I need more info for :: "installed in the ceiling" is that in the attic? below the ceiling? visible wiring from fan to remote?

actually we need a picture of this


----------



## Almost Retired (Sep 14, 2021)

Another thing: I have been seeing some really crazy foreign fans from the internet lately. they dont even have a ul mark anywhere. the mfg may have intended the remote receiver to be remote from the fan

and finally does it look right and work properly?


----------



## yankeejoe1141 (Jul 26, 2013)

If he removed and replaced an existing ceiling fan then the wire would already be in the JB and he would have had to work harder to put the receiver outside of it.

If he installed this new, then he ran the wire and it should of been run right into the fan box he installed, and the receiver installed there. 

Some missing information for sure, are you going to head over there and check on it?


----------



## Greg Sparkovich (Sep 15, 2007)

1/ how does the home owner know where its mounted (unless its visibly mounted where they can see it)

I think she saw him cutting the hole for it...

2/ why did someone go the extra mile when the simple install is the quickest and easiest.

This was done after the fan had already been installed because she wasn't satisfied with the means of switching. I assume it was more difficult to wire with 14/3 then it was with 14/2 (see more detail below).

3/ why is the home owner complaining

When I recommended him, I mentioned that I didn't know his work, but we've talked and he sounded like he had to s*** together. The customer wanted me to know that the recommendation didn't work out -which I am grateful for, since I won't be recommending him again.

Someone mentioned an attic; there is no attic...

More detail:
What he did was to run a line from a recessed light to the fan location so that the light switch had to be on in order for the fan to work... Obviously not great if you want to sleep with the lights off.

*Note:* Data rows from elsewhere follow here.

PR #2034, opened 2018-05-23
SONARSEC-62 Generate constructor calls regarding strings in ucfg

benzonico:


java-frontend/src/main/java/org/sonar/java/UCFGJavaVisitor.java
```diff
@@ -224,6 +227,9 @@ private void buildCall(Tree element, UCFGBuilder.BlockBuilder blockBuilder, Iden
     if (element.is(METHOD_INVOCATION)) {
       MethodInvocationTree methodInvocationTree = (MethodInvocationTree) element;
       buildMethodInvocation(blockBuilder, idGenerator, methodInvocationTree);
+    } else if (element.is(NEW_CLASS)) {
```
m-g-sonar: What about method references on constructors, such as `MyStringsList.map(MySink::new).forEach(...)` ?
(I know this is also probably not handled for simple method references)

java-frontend/src/main/java/org/sonar/java/UCFGJavaVisitor.java
```diff
@@ -248,6 +254,21 @@ private void buildCall(Tree element, UCFGBuilder.BlockBuilder blockBuilder, Iden
     }
   }
 
+  private void buildConstructorInvocation(BlockBuilder blockBuilder, IdentifierGenerator idGenerator, NewClassTree newClassTree) {
+    List<Expression> arguments = null;
+    if(isString(newClassTree.constructorSymbol().owner().type()) || newClassTree.arguments().stream().map(ExpressionTree::symbolType).anyMatch(UCFGJavaVisitor::isString)) {
+      arguments = argumentIds(idGenerator, newClassTree.arguments());
+    }
+
+    if (arguments != null) {
```
m-g-sonar: I think we can refactor these part in order to share the logic for method invocations and constructors call.

java-frontend/src/main/java/org/sonar/java/UCFGJavaVisitor.java
```diff
@@ -224,6 +227,9 @@ private void buildCall(Tree element, UCFGBuilder.BlockBuilder blockBuilder, Iden
     if (element.is(METHOD_INVOCATION)) {
       MethodInvocationTree methodInvocationTree = (MethodInvocationTree) element;
       buildMethodInvocation(blockBuilder, idGenerator, methodInvocationTree);
+    } else if (element.is(NEW_CLASS)) {
+      NewClassTree newClassTree = (NewClassTree) element;
+      buildConstructorInvocation(blockBuilder, idGenerator, newClassTree);
```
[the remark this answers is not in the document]
benzonico: And you could imagine the opposite case. As per soundness I don't think that anonymous classes should be handled any differently than other constructor calls.

java-frontend/src/main/java/org/sonar/java/UCFGJavaVisitor.java
benzonico: As we don't handle collections I don't think this is relevant and linked to this PR.

java-frontend/src/main/java/org/sonar/java/UCFGJavaVisitor.java
```diff
@@ -248,6 +254,21 @@ private void buildCall(Tree element, UCFGBuilder.BlockBuilder blockBuilder, Iden
...
+  private void buildConstructorInvocation(BlockBuilder blockBuilder, IdentifierGenerator idGenerator, NewClassTree newClassTree) {
+    List<Expression> arguments = null;
+    if(isString(newClassTree.constructorSymbol().owner().type()) || newClassTree.arguments().stream().map(ExpressionTree::symbolType).anyMatch(UCFGJavaVisitor::isString)) {
+      arguments = argumentIds(idGenerator, newClassTree.arguments());
+    }
+
+    if (arguments != null) {
+      String destination = idGenerator.newIdFor(newClassTree);
+      blockBuilder.assignTo(variableWithId(destination),
+        UCFGBuilder.call(signatureFor((Symbol.MethodSymbol) newClassTree.constructorSymbol()))
```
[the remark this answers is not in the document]
benzonico: If constructor is not resolved we will have a classCastException : i'm fixing this. Thanks.

PR #2036, opened 2018-05-24
SONARJAVA-2718 Method from parent interface accessed using 'I.super.myMethod()' not resolved

alban-auzeill:


java-frontend/src/main/java/org/sonar/java/resolve/SecondPass.java
```diff
@@ -109,6 +109,12 @@ private void complete(JavaSymbol.TypeJavaSymbol symbol) {
 
     if ((symbol.flags() & Flags.INTERFACE) == 0) {
       symbol.members.enter(new JavaSymbol.VariableJavaSymbol(Flags.FINAL, "super", type.supertype, symbol));
+    } else {
+      // JLS9 - 15.12.1 : To support invocation of default methods in superinterfaces, the TypeName may also refer
```
m-g-sonar: Wording is not really correct, and a bit ambiguous. `TypeName` is not defined. I would go for

> Used in form 'TypeName.super.foo()', where 'TypeName' is an interface. To support invocation of default methods **from** super-interfaces, 'TypeName' may also refer to a direct super-interface of the current class or interface. **The method being invoked ('foo()') has to be searched in that super-interface**.

java-frontend/src/main/java/org/sonar/java/resolve/SecondPass.java
```diff
@@ -109,6 +109,12 @@ private void complete(JavaSymbol.TypeJavaSymbol symbol) {
...
+      // to a direct superinterface of the current class or interface, and the target is that superinterface.
+      symbol.members.enter(new JavaSymbol.VariableJavaSymbol(Flags.FINAL, "super", type, symbol));
+      // Note: The above "super" symbol will always be qualified when referenced. e.g. A.super.hashCode()
```
m-g-sonar: mentioning the super-interfaces explicitly can also come from the fact that an interface/class can extend/implement multiple interfaces. Having it mentioned explicitly remove any ambiguity.

java-checks/src/test/files/checks/AssertionsInTestsCheck/Junit4.java
```diff
@@ -51,7 +55,7 @@ public void junit_assert_true() {
 
   @Test
   public void junit_assert_that() {
-    org.junit.Assert.assertThat("aaa", org.junit.matchers.JUnitMatchers.containsString("a"));
+    assertThat("aaa", org.junit.matchers.JUnitMatchers.containsString("a"));
```
m-g-sonar: Do not change that. Keep it explicit to show that it's a junit assert.

java-checks/src/test/files/checks/AssertionsInTestsCheck/Junit4.java
```diff
@@ -88,7 +92,7 @@ public void junit_rule_expected_exception_message() {
 
   @Test
   public void junit_rule_error_collector() { // Compliant
-    errorCollector.checkThat("123", org.hamcrest.CoreMatchers.equalTo("123"));
+    errorCollector.checkThat("123", equalTo("123"));
```
m-g-sonar: unwanted change.

java-checks/src/test/files/checks/AssertionsInTestsCheck/Junit4.java
```diff
@@ -144,4 +148,18 @@ public void test_fail() {
...
+  interface I {
+    default String returnFoo() {
+      return "Foo";
+    }
+  }
+
+  public class ITest implements I {
+    @Test
+    public void testSuper() {
+      assertThat(I.super.returnFoo(), equalTo("Foo"));
```
m-g-sonar: Please use fully qualified names of these static methods if you want to keep this new case. 

However, I'm not sure this is wanted. You have a dedicated unit test related to the fixed semantic. So this is just an extra case which have no reasons NOT to be compliant. It was non-compliant because of a bug in the semantic... which is somehow not directly related to this rule. Some other rule could have been impacted, and we don't want to add test cases for all of them.

java-checks/src/test/files/checks/AssertionsInTestsCheck/Junit4.java
alban-auzeill: I removed all changes on AssertionsInTestsCheck/Junit4.java

PR #2037, opened 2018-05-24
SONARJAVA-2766 FN S2142: no issue are raised when using union type

alban-auzeill:


java-checks/src/main/java/org/sonar/java/checks/InterruptedExceptionCheck.java
```diff
@@ -64,17 +70,31 @@ public void visitNode(Tree tree) {
...
         if(!blockVisitor.threadInterrupted && !isWithinInterruptingFinally()) {
-          reportIssue(catchTree.parameter(), "Either re-interrupt this method or rethrow the \""+catchType.name()+"\".");
+          reportIssue(catchTree.parameter(), "Either re-interrupt this method" +
+            " or rethrow the \""+interruptType.get().name()+"\".");
         }
       }
     }
   }
 
+  private static Optional<Type> findInterruptingType(VariableTree parameter) {
```
benzonico: No need to use optional here, just use anyMatch and return a boolean

alban-auzeill: The method return the type and not a boolean to be able to add the type name in the issue message (line 79).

The customer's complaint was that they couldn't have the fan on without the lights being on.
Apparently the bottoms of the rafters were exposed and the ceiling space is quite shallow -so there was no possibility of replacing the 14/2 from the switch with 14/3 (I translate this to mean that there was no _inexpensive_ way to replace the 14/2 from the switch...)
I think that what happened is that he bypassed the switch, and replaced the 14/2 from the recessed light to the fan with 14/3 so that he could have a constant hot at the receiver and use the third conductor on the 14/3 to control all of the lights (recessed and fan) from the remote.

What the customer said is that she didn't want the recessed lights to have to be on in order for the fan to be able to operate ...and that the electrician's solution was to "cut a hole" in the ceiling to install the receiver. When she confronted him about leaving the remote in the ceiling, he gave her "the 6-ft rule".

I'll be the first to admit that it can be tricky to install an aftermarket receiver under the canopy, but I've never not been able to do it (and that includes times when I've had the extra conductor to switch other lights). That said, it occurs to me that there may be a product which has protected terminals. I don't see how this is different from a junction box which would still need to be readily accessible, but maybe there is a listed product line for this purpose...?


----------



## Majewski (Jan 8, 2016)

Greg Sparkovich said:


> 1/ how does the home owner know where its mounted (unless its visibly mounted where they can see it)
> 
> I think she saw him cutting the hole for it...
> 
> ...


So is a caseta installed or not?


----------



## Dennis Alwon (May 9, 2009)

I would not take the word of the homeowner. I would contact the electrician and asked him what he did that got the homeowner all wound up.


----------



## Majewski (Jan 8, 2016)

Im dying for pix on this lol


----------



## dspiffy (Nov 25, 2013)

Assuming he did what is being described . . . I've done it, but it is not legal/approved.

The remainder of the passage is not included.